WHAT YOU WILL DO: Print the entries once more, unchanged.

RECORDS FOR THE EXERCISE:

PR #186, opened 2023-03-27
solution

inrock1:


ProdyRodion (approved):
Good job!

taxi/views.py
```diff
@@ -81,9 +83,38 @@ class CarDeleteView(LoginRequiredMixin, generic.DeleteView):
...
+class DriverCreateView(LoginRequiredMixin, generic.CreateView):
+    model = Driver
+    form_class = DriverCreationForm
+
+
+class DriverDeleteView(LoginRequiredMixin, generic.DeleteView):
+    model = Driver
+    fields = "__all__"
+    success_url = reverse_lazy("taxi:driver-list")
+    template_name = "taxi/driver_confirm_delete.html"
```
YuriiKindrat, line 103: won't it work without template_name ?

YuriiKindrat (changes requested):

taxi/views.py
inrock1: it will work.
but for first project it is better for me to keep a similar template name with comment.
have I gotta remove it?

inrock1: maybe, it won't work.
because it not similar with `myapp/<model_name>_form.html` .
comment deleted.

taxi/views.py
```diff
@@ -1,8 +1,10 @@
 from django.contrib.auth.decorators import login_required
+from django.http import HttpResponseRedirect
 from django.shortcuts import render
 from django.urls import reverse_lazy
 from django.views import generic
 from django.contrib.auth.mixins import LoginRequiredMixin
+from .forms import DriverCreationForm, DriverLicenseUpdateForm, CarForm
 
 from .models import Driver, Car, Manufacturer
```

ANSWER TO THE PROBLEM:
PR #186, opened 2023-03-27
solution

inrock1:


ProdyRodion (approved):
Good job!

taxi/views.py
```diff
@@ -81,9 +83,38 @@ class CarDeleteView(LoginRequiredMixin, generic.DeleteView):
...
+class DriverCreateView(LoginRequiredMixin, generic.CreateView):
+    model = Driver
+    form_class = DriverCreationForm
+
+
+class DriverDeleteView(LoginRequiredMixin, generic.DeleteView):
+    model = Driver
+    fields = "__all__"
+    success_url = reverse_lazy("taxi:driver-list")
+    template_name = "taxi/driver_confirm_delete.html"
```
YuriiKindrat, line 103: won't it work without template_name ?

YuriiKindrat (changes requested):

taxi/views.py
inrock1: it will work.
but for first project it is better for me to keep a similar template name with comment.
have I gotta remove it?

inrock1: maybe, it won't work.
because it not similar with `myapp/<model_name>_form.html` .
comment deleted.

taxi/views.py
```diff
@@ -1,8 +1,10 @@
 from django.contrib.auth.decorators import login_required
+from django.http import HttpResponseRedirect
 from django.shortcuts import render
 from django.urls import reverse_lazy
 from django.views import generic
 from django.contrib.auth.mixins import LoginRequiredMixin
+from .forms import DriverCreationForm, DriverLicenseUpdateForm, CarForm
 
 from .models import Driver, Car, Manufacturer
```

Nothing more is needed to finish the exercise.